Wollpullover und -socken sind besonders in der kalten Jahreszeit beliebt. Sie sind kuschelig und halten den Körper warm. Doch was viele nicht wissen: Ein großer Teil der Schafe, die für unseren Woll-Konsum gezüchtet und gehalten werden, wird brutal verstümmelt. Mulesing nennt sich die grausame Praxis, benannt nach ihrem „Erfinder“, dem australischen Schafzüchter John Mules.
Das Problem, das Mules lösen wollte, liegt buchstäblich am Hintern der Schafe: Besonders Merinoschafe haben – durch ihre Zucht bedingt – eine wollige und faltige Afterregion. Kotreste und Urin machen diese Partien unwiderstehlich für Schmeißfliegen. Die Insekten legen ihre Eier auf den wolligen Hautfalten ab, in die sich später die Larven hineinfressen. Bei einem starken Befall können Schafe an späteren Infektionen sogar sterben.
Mules begann also, bei jungen Schafen die kritischen Hautpartien rund um den Schwanz und unterhalb des Schwanzes einfach abzuschneiden. Ohne jede Betäubung.
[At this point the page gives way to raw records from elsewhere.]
Issue #301, opened 2025-02-05
Delete Device Group / Network Slice also deletes the Subscribers from DB


patriciareinoso:
## Description

When we create a subscriber X (POST), the following tables are created: 
- `subscriptionData.authenticationData.authenticationSubscription`
- `subscriptionData.provisionedData.amData`

When subscriber X is associated to a DG that belongs to a NS, the following tables are created:
- `subscriptionData.provisionedData.smData`
- `subscriptionData.provisionedData.smfSelectionSubscriptionData`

Das Verfahren erwies sich als effektiv und verbreitete sich schnell. Und es wird bis heute angewendet – mit dem Hinweis, man erspare den Tieren den Befall durch die lästigen Fliegenlarven oder Schlimmeres. Oft wird zusätzlich auch noch ein Teil des Schwanzes kupiert. Rund 70 Prozent aller jungen Merino-Wollschafe in Australien, dem größten Wollproduzenten der Welt, müssen heute noch diese Prozedur über sich ergehen lassen.
Mulesing ist Tierquälerei
Wissenschaftliche Untersuchungen zeigten, dass der Eingriff für die Tiere sehr belastend ist. Noch zwei Tage danach weisen die Tiere einen erhöhten Wert des Stresshormons Cortisol auf und sind noch bis zu vier Tage danach extrem schreckhaft und spielen nicht.
Doch was ist die Alternative? Forscher experimentieren mit Fliegenfallen und arbeiten an einem Impfstoff gegen die Schmeißfliegen-Larven. Erfolgversprechender scheint allerdings die Zucht von Schafen zu sein, die für Schmeißfliegen unattraktiv riechen und die wenig Wolle und Hautfalten am Hintern haben.
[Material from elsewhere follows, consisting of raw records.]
Issue #109, opened 2023-12-13
GET a subscriber that does not exist returns an object


patriciareinoso:
### Describe the bug

If we try to GET a subscriber that does not exists, the result is some kind of empty subscriber object with `ueId` equal to the imsi we specified

#### To Reproduce

`curl -vvv ${WEBUI_IP}:5000/api/subscriber/<subscriber>` 

where `<subscriber>` does not exist. 

The output will be :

Dass es auch ohne Tierquälerei geht, zeigt das Beispiel Neuseeland, ebenfalls ein großer Player auf dem globalen Woll-Markt. Hier ist Mulesing seit dem Jahr 2018 verboten.
Für die Züchter ist das kein Nachteil. Denn immer mehr Konsumenten achten darauf, dass für ihren Kleidungskonsum keine Tiere gequält werden. Und für Wolle, die garantiert Mulesing-frei ist, werden auf dem Markt höhere Preise erzielt.
Was Sie tun können
- Beim Kauf von Woll-Produkten sollten Sie auf entsprechende Labels achten, z.B. Responsible Wool Standard (RWS), ZQ Merino, NATIVA oder New Merino.
- Wenn Sie unsicher sind, fragen Sie beim Hersteller nach. Das hat nebenbei noch den Effekt, dass Hersteller für Fragen des Tierschutzes sensibler werden. Die australische Tierschutzorganisation Four Paws listet auf ihrer Homepage internationale Hersteller, die sich heute schon gegen das Mulesing engagieren. Das Problem ist oft die Intransparenz in den Lieferketten. Die deutsche Partnerorganisation Vier Pfoten hat kürzlich in einem Ranking festgestellt, dass nur vier von 28 Herstellern von Strickwolle Mulesing mit einiger Sicherheit ausschließen können.
- Muss es wirklich Wolle sein? Auch wenn Wolle Mulesing-frei ist, wurde das Produkt von einem Tier gewonnen, das nur wegen seiner Wolle und seines Fleischs produziert wurde. Es gibt kuschelige Alternativen, etwa aus Bio-Baumwolle, Modal, Hanf oder Polyestervlies.